Las dos frases citadas de Marilyn están separadas por década y media de intenso e interminable caos personal, trufado de éxitos extraordinarios en los estudios cinematográficos de Los Ángeles, pero en ellas podrían situarse las coordenadas del escueto pensamiento vital y de la actitud sensual de Marilyn Monroe ante el mundo, en aquel inmenso circo de vanidades llamado Hollywood.

 

Ya entonces, con el gesto de aquella imposible Lolita en ciernes que jamás abandonaría del todo y con el inmenso Pacífico asomando ante sus ojos, en un soleado día de la primavera de 1941, ensayaba los balbuceos del que sería el más importante papel e incluso el hilo conductor de su corta y azarosa vida. Marilyn, en realidad, acabaría por hacer de sí misma su propio personaje: tal vez el mejor, el único e intransferible de cuantos hubo de representar en la vertiginosa década y media que duró su trayectoria profesional en el Séptimo Arte.

 

A pesar de todo, algo había de cierto e intransferible en aquel guion que Norma Jean puso en escena ante el inmenso mar que entonces le acarició los pies por primera vez. Su cimbreante modo de caminar, por ejemplo, no era fingido.
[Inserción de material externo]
PR #13843, opened 2020-06-14
Fill out custom type guesser paragraph

l-vo:
Fill out custom type guesser registration with the fullstack framework and add details about registration without the fullstack framework.

### DIFF
--- a/components/mime.rst
+++ b/components/mime.rst
@@ -276,7 +276,7 @@ that extension to improve the guessing performance.
 Adding a MIME Type Guesser
 ..........................
 
-You can register your own MIME type guesser by creating a class that implements
+You can write your own MIME type guesser by creating a class that implements
 :class:`Symfony\\Component\\Mime\\MimeTypeGuesserInterface`::
 
     namespace App;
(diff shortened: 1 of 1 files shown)


javiereguiluz:
Laurent, thanks for your contribution. Your proposed contents were perfectly correct ... but we did some changes while merging:

1) We removed the instructions about setting this up when using the standalone component. I know this article is about the component, but we're updating the entire docs to remove components-only docs, so let's not add more things to be removed soon.

2) We removed the explicit config example about the needed service registration and tag. In addition to making docs more compact and easier to maintain, this is consistent with the rest of the docs, where we don't show this. Instead, we added this paragraph:

```rst
MIME type guessers must be :ref:`registered as services <service-container-creating-service>`
and :doc:`tagged </service_container/tags>` with the ``mime.mime_type_guesser`` tag.
If you're using the
:ref:`default services.yaml configuration <service-container-services-load-example>`,
this is already done for you, thanks to :ref:`autoconfiguration <services-autoconfigure>`.
```

l-vo:
Understood, thank you for your feedback 🙂

PR #13847, opened 2020-06-15
Update direct_submit.rst

KamilKubicki:
$form->isSubmitted()  - seems to be not relevant here as we submit the form in an explicit way and verify before the POST method (and not GET to show the twig view).

### DIFF
--- a/form/direct_submit.rst
+++ b/form/direct_submit.rst
@@ -20,7 +20,7 @@ control over when exactly your form is submitted and what data is passed to it::
         if ($request->isMethod('POST')) {
             $form->submit($request->request->get($form->getName()));
 
-            if ($form->isSubmitted() && $form->isValid()) {
+            if ($form->isValid()) {
                 // perform some action...
 
                 return $this->redirectToRoute('task_success');


xabbuh:
I think I would still keep the method call even if it's technically not needed. But having it allows to not run into any issues once you decide to replace the `submit()` call with `handleRequest()`.

KamilKubicki:
> I think I would still keep the method call even if it's technically not needed. But having it allows to not run into any issues once you decide to replace the `submit()` call with `handleRequest()`.

I do agree, however the way documentation shows, the code avoids using `handleRequest()` and does use `submit()`. The title is 'How to use Submit...'. It might be confusing.

xabbuh:
Yes, but something looking at the application later will likely not know which part of the documentation the original author of these lines of code read when writing it.

javiereguiluz:
Let's close this one without merging. Kamil, you are technically correct and we thank you for contributing this ... but regarding the `isSubmitted()` method we use it everywhere to be super explicit about the code behavior. Thanks for understanding!

PR #13850, opened 2020-06-15
[Form] Update direct_submit.rst

KamilKubicki:
Updating the rules for payload data submission  - payload fields should equal FormType class describing the Form structure


javiereguiluz:
Thanks Kamil for this contribution!

PR #13914, opened 2020-06-28
Update import.rst

zairigimad:
there is no Read more  section in this Article


javiereguiluz:
It's true that there's no "Read More" section ... but the meaning of the original phrase is "keep reading and you'll learn more about this". So it's not about a specific section called "Read More" or "Learn More". Hope it's more clear now. Thanks!

zairigimad:
@javiereguiluz yes I understand to know, thanks for the explication :)

PR #13915, opened 2020-06-28
Update injection_types.rst

zairigimad:
missing annotation


javiereguiluz:
Thanks Imad! We merged this in 4.4 (the oldest maintained branch that contains the bug) and all the upper branches.

PR #13916, opened 2020-06-28
Move HTTP client docs from components to guides

wouterj:
The component docs are actually very similar to the framework guide :). The biggest update is adding framework config examples to all examples showing global configuration and moving the framework integration section more to the start of the article.

We once added `php-standalone` and `php-symfony` tabs to the configuration blocks, which allow showing the same code for standalone and in-framework usage. This currently is used only in the Form component docs: https://symfony.com/doc/current/components/form.html#creating-a-simple-form I heavily used this in the article, so we can show both code examples in a concise matter.

Please let me know what you think! :)

### DIFF
--- a/http_client.rst
+++ b/http_client.rst
@@ -2,12 +2,8 @@
    single: HttpClient
    single: Components; HttpClient
 
-The HttpClient Component
-========================
-
-    The HttpClient component is a low-level HTTP client with support for both
-    PHP stream wrappers and cURL. It provides utilities to consume APIs and
-    supports synchronous and asynchronous operations.
+HTTP Client
+===========
 
 .. versionadded:: 4.3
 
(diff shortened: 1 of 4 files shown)


http_client.rst
```diff
@@ -5,95 +5,115 @@
...
-    // $statusCode = 200
-    $contentType = $response->getHeaders()['content-type'][0];
-    // $contentType = 'application/json'
-    $content = $response->getContent();
-    // $content = '{"id":521583, "name":"symfony-docs", ...}'
-    $content = $response->toArray();
-    // $content = ['id' => 521583, 'name' => 'symfony-docs', ...]
+        use Symfony\Component\HttpClient\HttpClientInterface;
 
-Performance
```
wouterj, line 45: This diff is a bit messed-up: I moved the Performance (+ cURL support) a bit down. No contents where actually removed

http_client.rst
```diff
@@ -125,24 +145,107 @@ Authentication
 ~~~~~~~~~~~~~~
 
 The HTTP client supports different authentication mechanisms. They can be
-defined globally when creating the client (to apply it to all requests) and to
-each request (which overrides any global authentication)::
+defined globally in the configuration (to apply it to all requests) and to
+each request (which overrides any global authentication).
+
+Use the ``scoped_clients`` options to create a HTTP client service with
```
nicolas-grekas, line 151: s/a HTTP/an HTTP?

nicolas-grekas (approved):
works for me, thanks!

http_client.rst
```diff
@@ -2,12 +2,8 @@
    single: HttpClient
    single: Components; HttpClient
 
-The HttpClient Component
-========================
-
-    The HttpClient component is a low-level HTTP client with support for both
-    PHP stream wrappers and cURL. It provides utilities to consume APIs and
-    supports synchronous and asynchronous operations.
+Http Client
```
javiereguiluz, line 5: I think we should write it as `HTTP Client`

http_client.rst
```diff
@@ -125,24 +146,107 @@ Authentication
...
+.. configuration-block::
+
+    .. code-block:: yaml
+
+        # config/packages/framework.yaml
+        framework:
+            http_client:
+                scoped_clients:
+                    # This creates a new HTTP Client service named "example_api".
+                    # It will be autowired in arguments type-hinting "HttpClientInterface $example_api"
```
javiereguiluz, line 164: For PHP code we always use variables such as `$exampleApi` instead of `$example_api`. We should consider upgrading this name.

http_client.rst
```diff
@@ -125,24 +146,107 @@ Authentication
...
+                    example_api:
```
javiereguiluz, line 165: I'm not sure this example is OK ... because it defines 3 different (and incompatible?) security-related options at the same time.

This article starts with a real and fully-working example based on the GitHub API. We could continue using that and create a scope client for GitHub which sets the `Accept` request header, which is something that GitHub encourages when using their API: https://developer.github.com/v3/#current-version

Update: when continuing the review, I saw that we have exactly that example later when "scoped clients" are explained again. I recommend instead to mention7explain scoped clients in just one place.

http_client.rst
```diff
@@ -318,12 +467,146 @@ called when new data is uploaded or downloaded and at least once per second::
...
+
+.. configuration-block::
+
+    .. code-block:: yaml
+
+        # config/packages/framework.yaml
+        framework:
+            http_client:
+                max_host_connections: 10
+                default_options:
```
javiereguiluz, line 486: This is the first time `default_options` appears in the article? Because we don't explain it. Why "options" and "default options"?

wouterj:
Thanks for your detailed review @javiereguiluz! I fully agree with you that the order was a bit messed-up. I did some reordering and better explanation about the configuration. Please have a look again :)

http_client.rst
```diff
@@ -16,90 +12,375 @@ The HttpClient Component
...
+        ]);
+
+Configuration
+-------------
+
+The HTTP client contains many options you might need to take full control of
+the way the request is performed, including DNS pre-resolution, SSL parameters,
+public key pinning, etc. They can be defined globally in the configuration (to
+apply it to all requests) and to each request (which overrides any global
+authentication)
```
javiereguiluz, line 120: `authentication` -> `configuration`

javiereguiluz (approved):
Fantastic changes! Wouter, thanks a lot for this great contribution!!

I left a tiny comment, but I can do that change while merging.

javiereguiluz:
Merged! Thanks Wouter!

javiereguiluz:
This is now merged up to master. There were some conflicts in 5.1. Please check if I reworded things right to mention AmpHttp support. Also, this paragraph needs review:

```
Support for HTTP/2 PUSH works out of the box when libcurl >= 7.61 is used with
PHP >= 7.2.17 / 7.3.4: pushed responses are put into a temporary cache and are
used when a subsequent request is triggered for the corresponding URLs.
```

Is this correct ... or does Amp also support HTTP/2 push? Always or only in certain versions? Thanks!

nicolas-grekas:
Amp supports push yes, for all versions listed in the composer.json file

PR #13919, opened 2020-06-29
Fixed micro kernel demo

Surfoo:
Hello,

Here a fix on the documentation, about the micro kernel demo.

I still have a other bug on the controller:

mk

What's missing to make it work? I'd like to fix it before the merge, can you help me please?

### DIFF
--- a/configuration/micro_kernel_trait.rst
+++ b/configuration/micro_kernel_trait.rst
@@ -54,9 +54,7 @@ Next, create an ``index.php`` file that defines the kernel class and executes it
 
         protected function configureRoutes(RoutingConfigurator $routes)
         {
-            // kernel is a service that points to this class
-            // optional 3rd argument is the route name
-            $routes->add('/random/{limit}', 'kernel::randomNumber');
+            $routes->add('random_number', '/random/{limit}')->controller([$this, 'randomNumber']);
         }
 
         public function randomNumber($limit)
@@ -151,7 +149,7 @@ hold the kernel. Now it looks like this::
             ];
 
             if ($this->getEnvironment() == 'dev') {
-                $bundles[] = new Symfony\Bundle\WebProfilerBundle\WebProfilerBundle();
+                $bundles[] = new \Symfony\Bundle\WebProfilerBundle\WebProfilerBundle();
             }
 
             return $bundles;
@@ -160,6 +158,7 @@ hold the kernel. Now it looks like this::
         protected function configureContainer(ContainerBuilder $c, LoaderInterface $loader)
         {
             $loader->load(__DIR__.'/../config/framework.yaml');
+            $loader->load(__DIR__.'/../config/services.yaml');
 
             // configure WebProfilerBundle only if the bundle is enabled
             if (isset($this->bundles['WebProfilerBundle'])) {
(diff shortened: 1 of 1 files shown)


javiereguiluz:
Let me ping @nicolas-grekas and kindly ask him for a review, because we keep getting more and more pull requests to fix/change the microkernel example and I no longer know if it's right or wrong. Thanks!

nicolas-grekas (approved):
This is correct: I looked at the signature of the `add()` method, the 2nd argument is `$path`.

nicolas-grekas:
This could target 3.4 btw.

Surfoo:
Thanks @nicolas-grekas! About the issue in the screenshot, how can I fix it please? I don't know where is the problem in the documentation.

nicolas-grekas:
I can't tell precisely without knowing the code. Why don't you extend AbstractController? Or did you forget to enable autoconfiguration? Does adding the container.service_subscriber tag explicitly fix the issue? etc

Surfoo:
It's not my code, it's come from the documentation: https://symfony.com/doc/current/configuration/micro_kernel_trait.html#advanced-example-twig-annotations-and-the-web-debug-toolbar.

The tutorial doesn't work and I want to fix it :)

Surfoo:
I created an other PR for this fix.

wouterj:
Fyi, I switched the base branch of this PR to 5.1 again. If you switch the base, you also need to rebase your original branch to prevent adding many unrelated commits to this PR. However, we can also switch to 3.4 for you during the merge, so it's fine to keep it like it is now :)

---

Without testing the code, I think we forget to register the controller as a service in this example. You can try adding something like:

```php
    protected function configureContainer(ContainerBuilder $c, LoaderInterface $loader)
    {
        $loader->load(__DIR__.'/../config/framework.yaml');
        $loader->load(__DIR__.'/../config/services.yaml');

        // configure WebProfilerBundle only if the bundle is enabled
        if (isset($this->bundles['WebProfilerBundle'])) {
            $c->loadFromExtension('web_profiler', [
                'toolbar' => true,
                'intercept_redirects' => false,
            ]);
        }
    }
```

And:

```yaml
# config/services.yaml
services:
    _defaults:
        autowire: true
        autoconfigure: true

    App\:
        resource: '../src/*'
```

Surfoo:
Hello @wouterj,
Thanks for the tips, I didn't know. 

Your code works on my side! I just added this missing part in the PR :)

javiereguiluz:
Wouter, if you have some time, could you please merge this PR? I don't feel confident enough making changes in this article. Thanks!

wouterj:
Fine by me. I'll do tomorrow!

wouterj:
Tomorrow took a bit longer, but I've now fully tested the example code in this article and updated some more bits. Thanks for working on this @Surfoo!

In e1c35a538, I've done a couple more updates:

* Use the new configurator signature for `configureContainer()` as well. This removes the need for the Yaml file - it can be done in PHP directly.
* Added some PHP typing
* Fixed some paths in the imports

I've also merged this in 5.1 instead of 3.4. The method signatures in this example require https://github.com/symfony/symfony/pull/34873 which was merged in 5.1. Before 5.1, the `RouteCollection` and `ContainerBuilder` classes where used in the microkernel. Those examples are still working fine (problems started when we only updated the type hints, but not the method calls).

Surfoo:
Hello,

In the doc, there is : 

>  You can also register services directly in PHP or load external configuration files (shown below).

But there is no example of how to do it (Or I didn't understand)

I'd to add some arguments to a service but I had this error of course : 

> argument "$oauthKey" of method "__construct()" is type-hinted "string", you should configure its value explicitly.

PR #13920, opened 2020-06-30
[Doctrine] Fixed bad method name for example

francisbesset:
This PR fix a bad method name in an example.

### DIFF
--- a/doctrine/events.rst
+++ b/doctrine/events.rst
@@ -239,7 +239,7 @@ define a listener for the ``postUpdate`` Doctrine event::
     {
         // the entity listener methods receive two arguments:
         // the entity instance and the lifecycle event
-        public function postUpdate(User $user, LifecycleEventArgs $event)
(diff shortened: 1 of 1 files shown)


javiereguiluz:
@francisbesset thanks for this. However ... this is a bit tricky. The config example is only an optional config option ("if you want, use a custom method name") so it's not directly related to the example above. But I can see why that can be confusing. Let me think of an alternative solution for this.

francisbesset:
Thank you for your answer.

I understand, however the PHP code and the configuration are in same chapter section.
If I copy paste two parts, the method name mismatch.

I trust you to find the best solution. :pray:

javiereguiluz:
At the end I commented the optional options: https://github.com/symfony/symfony-docs/commit/3d0440499590eaa696cc363403e04d8d3fb02aa2 and made more clear the distinction between the mandatory options and the optional ones.

PR #13921, opened 2020-06-30
Update form_collections.rst

ThomasLandauer:
Simplifying the code block. Second part of https://github.com/symfony/symfony-docs/pull/13446


javiereguiluz:
Thanks Thomas. I like to "reduce the noise" in this example so the reader can focus on the tags form field ... but instead of removing this line, I replaced it by `// ...`  to let the reader know that "there's something else here ... but it's not important right now".

PR #13925, opened 2020-07-01

LiLinen:
Fix plural form issue: "send messages to multiple transport" to "multiple transports".


javiereguiluz:
Good Catch Linas! Thanks and congrats on your first Symfony Docs contribution!

PR #13926, opened 2020-07-01
Update serializer.rst

atailouloute:
as of SF 5.0, the XmlEncoder does accept `$decoderIgnoredNodeTypes` as an argument but as a key in the context.


javiereguiluz:
Thank you Ahmed.

PR #13930, opened 2020-07-01
Update docs regarding 2nd argument of DomCrawler text()

DanielSiepmann:
The 2nd Argument is true by default, therefore whitespace is trimmed by default.
Passing false will alter the default behaviour.

Previous documentation suggested the other way around.


javiereguiluz:
Thanks Daniel! We merged this in 5.0 and all the other upper branches.

PR #13932, opened 2020-07-01
Fixed mention of minimum PHP version for v4.x

FlyingDR:
Minimum PHP version for Symfony 4.x is [7.1.3](https://github.com/symfony/symfony/blob/4.4/composer.json#L19), but documentation doesn't reflect this change and keep same PHP version as 3.x.


javiereguiluz:
Alexander, good catch! Thanks and congrats on your first Symfony Docs contribution!

PR #13933, opened 2020-07-01
Fixed mention of minimum PHP version for v5.x

FlyingDR:
Minimum PHP version for Symfony 5.x is [7.2.5](https://github.com/symfony/symfony/blob/5.0/composer.json#L19), but documentation doesn't reflect this change and keep same PHP version as 3.x.


javiereguiluz:
Good catch, thanks Alexander.

PR #13934, opened 2020-07-02
Command update

Geekimo:
This command will result in affecting the env and the command in APP_ENV, looks like a typo.

### DIFF
--- a/email.rst
+++ b/email.rst
@@ -537,19 +537,19 @@ There is a console command to send the messages in the spool:
 
 .. code-block:: terminal
 
-    $ APP_ENV=prod php bin/console swiftmailer:spool:send
+    $ php bin/console swiftmailer:spool:send
 
 It has an option to limit the number of messages to be sent:
 
 .. code-block:: terminal
 
-    $ APP_ENV=prod php bin/console swiftmailer:spool:send --message-limit=10
+    $ php bin/console swiftmailer:spool:send --message-limit=10
 
 You can also set the time limit in seconds:
 
 .. code-block:: terminal
 
-    $ APP_ENV=prod php bin/console swiftmailer:spool:send --time-limit=10
+    $ php bin/console swiftmailer:spool:send --time-limit=10
 
 In practice you will not want to run this manually. Instead, the console command
 should be triggered by a cron job or scheduled task and run at a regular


javiereguiluz:
The current docs change the `APP_ENV` env var only for that command. Since we want to actually deliver the messages, we must run the command in `prod` instead of `dev`. Is it more clear now? Or am I missing something? Thanks!

Geekimo:
Hello,
thanks for the quick reply.
I understand what you mean, but in this case the syntax of this command is wrong as it will affect 'prod php bin/console [...]' in the environment variable.
The right syntax should be `APP_ENV="prod" && bin/console [...]`
If you are right with this I will edit my commit.

javiereguiluz:
I still think there's some misunderstanding. I think that `ENV_VAR_NAME=env_var_value someCommand` is enough to set the env var only for that command. Here's the proposed solution too: https://stackoverflow.com/a/21360477/2804294  We'll need to wait for more comments from the community before deciding what to do here.

dkarlovi:
If the intent is to run the process with the env var set, the original syntax is correct.

javiereguiluz:
I've asked on Symfony Slack and people agree that the current docs look correct. That's why we're closing this.

@Geekimo as an alternative, you can run commands like `php bin/console someCommand -e=prod` to use the `-e` option to set the execution environment without using env vars.

However, we prefer to keep using the env vars in the current docs because this syntax is used in other tech projects, so it's not "a Symfony thing" (like the `-e` option) but a "standard thing". Thanks!

Geekimo:
I've recently seen people in help groups that copy/pasted the command in their shell as it is in the docs, and they experienced errors with the whole command stored into the APP_ENV.
Why couldn't it be `APP_ENV="prod" && bin/console [...]` ?

javiereguiluz:
I'm not sure the following two are always equivalent:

Se debía, según Emmelyne Snively, profesora de arte dramático, a una pequeña lesión jamás curada del todo que se produjo en un tobillo durante su estancia en alguno de los inciertos hogares californianos que la acogieron tras el ingreso de su madre en un psiquiátrico.

 

También era auténtica su curiosidad por la gente que, en medio de la vorágine del capitalismo norteamericano, era capaz de alimentar ideales solidarios.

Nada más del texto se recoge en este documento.